We butchered our leghorn roosters once we realized they weren’t going to get any bigger. They are quite scrawny, as they are an egg layer breed. This time we cut them into parts to make them fit in the freezer better.  Our meat processing capabilities are limited by freezer space.  If we ever did do a meat flock, we would need another refrigerator.  Instead we decided to get some Rhode Island Reds, and we found a local farmer who was selling 9 week old chicks and we bought 10 for $40. The best part is that they were old enough to sex, and out of the 10, 9 were hens!
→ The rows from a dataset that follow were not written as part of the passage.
PR #128, opened 2017-12-19
Add 2.0 upgrade docs

emodric:
Documents upgrading to 2.0, specifically:

https://github.com/ezsystems/LegacyBridge/pull/122
https://github.com/ezsystems/LegacyBridge/pull/126
https://github.com/ezsystems/LegacyBridge/pull/127

### DIFF
--- a/doc/upgrade/2.0.md
+++ b/doc/upgrade/2.0.md
@@ -1,0 +1,37 @@
+# UPGRADE FROM 1.x to 2.0
+
+* Support for eZ Publish kernel 6.x has been dropped. Minimum supported version
+  is now 7.0
+
+* Support for PHP 5.x and 7.0 has been dropped. Minimum supported version is
+  now 7.1
+
+* All `*.class` parameters were removed from DI container. Use compiler passes
+  to set the new class or service decorators if you need to override any
+  services from legacy bridge.
+  
+* Most of the services have been marked as private in Symfony DI container.
+  You should not fetch them from container directly anymore, instead inject
+  them as constructor arguments into your services. 
+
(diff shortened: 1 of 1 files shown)


doc/upgrade/2.0.md
```diff
@@ -0,0 +1,36 @@
...
+
+* Support for PHP 5.x and 7.0 has been dropped. Minimum supported version is
+  now 7.1
+
+* All `*.class` parameters were removed from DI container. Use compiler passes
+  to set the new class or service decorators if you need to override any
+  services from legacy bridge.
+  
+* Most of the services have been marked as private in Symfony DI container.
+  You should not fetch them from container directly any more, instead, inject
```
andrerom: anymore?

doc/upgrade/2.0.md
```diff
@@ -0,0 +1,36 @@
...
+  them as constructor arguments into your services. 
+
+* HTTP 404 error conversion in legacy mode `false` siteaccesses is now turned
```
andrerom: something like this might be easier to grasp:`HTTP 404 error conversion when legacy mode is `false` in given siteaccesses is now always handled by Symfony, and config option to control this has been removed so the logic follows legacy mode setting.`

emodric:
@andrerom Fixed both nitpicks.

andrerom:
And this one made the other PR much more clear _(which is why dealing with doc in same PR as code is sometimes a good thing ;))_

emodric:
> (which is why dealing with dev doc in same PR as code is sometimes a good thing ;))

;)

PR #129, opened 2017-12-19
Require eZ Platform XMLText field type

emodric:


andrerom:
Don't forget to update doc @emodric ;)

emodric:
Right, will do :)

PR #134, opened 2018-01-03
Fix incompatibility with Http Cache Bundle >=0.4

emodric:
Basically loads a different version of SwitchableHttpCachePurger based on availability of eZ Platform HTTP cache bundle.


emodric:
@andrerom When merging to `master`, all of these changes should be discarded ofcourse.

PR #135, opened 2018-01-10
[Feature] Set legacy in DevMode & DebugOuput when symfony is in debug

andrerom:
Could have checked for kernel.env === dev also in some form, but seems seemed cleaner, up for debate if we want this tough.

### DIFF
--- a/bundle/LegacyMapper/Configuration.php
+++ b/bundle/LegacyMapper/Configuration.php
@@ -180,7 +180,7 @@ class Configuration implements EventSubscriberInterface
         // Cache settings
         // Enforce ViewCaching to be enabled in order to persistence/http cache to be purged correctly.
         $settings['site.ini/ContentSettings/ViewCaching'] = 'enabled';
-        
+
         // Dev / Debug
         // if symfony is in debug mode, also put legacy in dev mode as a convention for ease of use
         if ($this->container->getParameter('kernel.debug')) {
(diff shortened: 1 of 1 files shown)


emodric:
@andrerom What are the usecases? I'm not a fan of this change, especially since it cannot be configured/disabled. Nowadays, legacy development, at least at Netgen, is pretty much nonexistent, as we run only legacy admin siteaccesses in eZ legacy.

andrerom:
True, so you don't want DebugOuput (maybe unless we route that to symfony toolbar).
But anyway, first stage, DevelopmentMode could make sense for everyone right? Only thing it does is add checks to auto refresh templates cache and view cache when relevant templates change.

emodric:
> But anyway, first stage, DevelopmentMode could make sense for everyone right? Only thing it does is add checks to auto refresh templates cache and view cache when relevant templates change.

Which again slows down everything :) Plus, it disables eZ JS Core concatenating JS and CSS assets. So I personally wouldn't want any of those two enabled. I'd be fine with it if it were behind a flag (initially disabled).

andrerom:
yeah. I understand you. Any legacy developer who knows all this will agree with you. Persona I was optimizing for was someone unaware of how legacy works and who sometimes needs to take a look, hence just installs legacy to check how things functioned there, and who would benefit from getting debug / dev stuff to auto enable if symfony was in dev mode.

If there was a way to set this at a lower ini priority level, so any defined siteaccess or override setting would take precedent, then that might be a good mix. But as long as that is not that simple, I would also not optimize for a couple of users on expense of 99% of of legacy users.

emodric:
Maybe something like this could be used to half-automate the config: https://github.com/fagbokforlaget/ForlagshusetLegacyIniBundle (as in, activate a custom bundle which would automatically enable the config).

This was originally written by me and extracted by our clients to reuse outside of context of Netgen projects.

dfritschy:
Fully agree with not merging this PR. Nice solution by Edi!

andrerom:
In related news: Has anyone done work on routing debug output to symfony web toolbar? /cc @lolautruche ?

PR #138, opened 2018-01-12
Only symlink top-level directories in LegacySrcSymlinkCommand

natanael89:
In LegacySrcSymlinkCommand, only the top-level directories need to be symlinked. The rest is redundant.


andrerom:
And then I realize both PR's should have been towards 1.4 branch ☠️ 
I'll cherry-pick and merge then.. 🍳

PR #139, opened 2018-01-15
Enabled PHPUnit v6

MarioBlazek:


emodric:
@mblazek Can you use the caret operator `^` in `composer.json` instead of tilda `~`?

emodric (approved):

andrerom (approved):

We have had a few losses due to natural causes, and our neighbor’s dog ate several hens this past fall, so we had to stop letting the Chickens free range. We decided to connect the two coops together to give them more space, but ultimately we plan on building a “Chicken Tractor” which is a enclosed coop that you move every morning to a new patch of green grass. This way they can still forage and eat greens, but they are less likely to get eaten by my neighbor’s dog. It’s also better for the yard, as chickens kept in one spot will destroy the grass eventually, and as they are moved every day they leave behind just the right amount of chicken manure to keep the yard healthy.  With the additional Rhode Island Reds we have plenty of eggs!! Now Vincent collects the eggs using a golf ball basket that we purchased at a yard sale this past spring!


2 responses to this post.

  1. Hey, Liz-

    Love your site! I did research chicken tractors. I have plenty of room to build a permanent coop. Are the hens happier when they can change the view? I plan to get a coop or tractor built in the next few weeks. Can you help me get a few hens to get started? I remember you mentioning that you were breeding new chicks? I’m totally new at raising eggs, so I have a lot to learn yet!

    Diana (from UU)


    • Chicken tractors have the advantage of providing pasture to the chickens. They eat grass and bugs, but if you leave them in one spot for long, they will kill all the grass. Plus, moving them around the property will fertilize it, and keep the parasite load down to a minimum. It’s just plain healthier for them. I only plan on using the CT in the spring, summer and fall, and then in the winter they go into the stationary coop, where there is electricity to keep the lights on and the water heated. I’ll let you know how the hatch goes, and your best bets art to get a copy of “Storey’s Guide to Chickens” and ask questions at . Thanks for visiting my blog! See you at church!